Stored data

PR #801, opened 2025-03-17
build: _GNU_SOURCE related cleanups

N-R-K:


N-R-K:
This also looks very fishy

https://github.com/OpenRC/openrc/blob/028eadec44f6321652fede7fb6eae77b0131bd90/meson.build#L184-L186

It's testing with `_GNU_SOURCE` defined but doesn't add it to project args...

navi-desu (approved):

PR #803, opened 2025-03-17
Quiet boot

N-R-K:


src/openrc-init/openrc-init.c
```diff
@@ -255,7 +259,10 @@ int main(int argc, char **argv)
 	}
 #endif
 
-	printf("OpenRC init version %s starting\n", VERSION);
+	quiet = rc_yesno(getenv("EINFO_QUIET"));
```
N-R-K, line 262: Using `EINFO_QUIET` for this is kinda bad. Since it doesn't really have anything to do with the `einfo` stuff and also because this will be forwarded to `openrc` as well, which the user might not be wanting.

Maybe something like "OPENRC_INIT_QUIET" ?

navi-desu: can one even pass environment variables to init at boot?

a kernel cmdline like `--quiet` makes sense as well imo

navi-desu:
is there a point to silencing the few lines openrc-init prints, if the underlying `openrc` process will output a lot right away?

unsure if silencing both is desirable though

N-R-K:
> unsure if silencing both is desirable though

It is for some, see https://github.com/OpenRC/openrc/issues/487#issuecomment-1426406542.

Though this patch doesn't fully silence everything, some services might still print to the console.

src/openrc-init/openrc-init.c
navi-desu: the `quiet` kernel parameter is already known, and systemd even defaults to only showing errors should `quiet` be a param, so i think i makes sense to adopt that, and, if `quiet` is set we set EINFO_QUIET to true-- can't do anything about scripts that don't use einfo tho

N-R-K: > the `quiet` kernel parameter is already known

The problem is, it's not passed to the init since the kernel accepted it. So you need to read `/proc/cmdline` and parse it to get it. I don't think this is worthwhile to do given PID 1 should be simple and properly parsing `/proc/cmdline` will not be super trivial. Yes, systemd does it, but I don't consider that *by itself* a convincing reason to adopt it. I'm much more open towards a `--quiet|-q` flag.

navi-desu: librc already had `rc_proc_getent` that does that (used by openrc itself), and openrc-init does already link librc, so i don't see it as any increase in complexity, something like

> [Exercise prompt]:
Exactly the lines from the one containing "is there a point" through the final line of the records above are needed, copied word for word.

> [Finished task]:
is there a point to silencing the few lines openrc-init prints, if the underlying `openrc` process will output a lot right away?

unsure if silencing both is desirable though

N-R-K:
> unsure if silencing both is desirable though

It is for some, see https://github.com/OpenRC/openrc/issues/487#issuecomment-1426406542.

Though this patch doesn't fully silence everything, some services might still print to the console.

src/openrc-init/openrc-init.c
navi-desu: the `quiet` kernel parameter is already known, and systemd even defaults to only showing errors should `quiet` be a param, so i think i makes sense to adopt that, and, if `quiet` is set we set EINFO_QUIET to true-- can't do anything about scripts that don't use einfo tho

N-R-K: > the `quiet` kernel parameter is already known

The problem is, it's not passed to the init since the kernel accepted it. So you need to read `/proc/cmdline` and parse it to get it. I don't think this is worthwhile to do given PID 1 should be simple and properly parsing `/proc/cmdline` will not be super trivial. Yes, systemd does it, but I don't consider that *by itself* a convincing reason to adopt it. I'm much more open towards a `--quiet|-q` flag.

navi-desu: librc already had `rc_proc_getent` that does that (used by openrc itself), and openrc-init does already link librc, so i don't see it as any increase in complexity, something like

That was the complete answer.